WHAT YOU SHOULD DO » Every entry has to be output exactly, with none skipped.

RECORD SET »
============================================================

PR #154, opened 2026-08-17
docs(skills): make watch description state when to invoke

thomaswillner:
The `watch` skill description currently spends most of its length on implementation mechanism — yt-dlp, ffmpeg, the Whisper fallback — rather than on when an agent should invoke it.

Per the [Agent Skills specification](https://agentskills.io/specification), the description is the only thing an agent sees before deciding whether to load a skill. Naming the tooling does not help that decision; naming the user intents does. The mechanism is already documented in the skill body, which loads on invoke.

**Before**
```yaml
description: Watch a video (URL or local path). Downloads with yt-dlp, extracts auto-scaled frames with ffmpeg, pulls the transcript from captions (or Whisper API fallback), and hands the result to Claude so it can answer questions about what's in the video.
```

**After**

============================================================

TASK OUTPUT »
PR #154, opened 2026-08-17
docs(skills): make watch description state when to invoke

thomaswillner:
The `watch` skill description currently spends most of its length on implementation mechanism — yt-dlp, ffmpeg, the Whisper fallback — rather than on when an agent should invoke it.

Per the [Agent Skills specification](https://agentskills.io/specification), the description is the only thing an agent sees before deciding whether to load a skill. Naming the tooling does not help that decision; naming the user intents does. The mechanism is already documented in the skill body, which loads on invoke.

**Before**
```yaml
description: Watch a video (URL or local path). Downloads with yt-dlp, extracts auto-scaled frames with ffmpeg, pulls the transcript from captions (or Whisper API fallback), and hands the result to Claude so it can answer questions about what's in the video.
```

**After**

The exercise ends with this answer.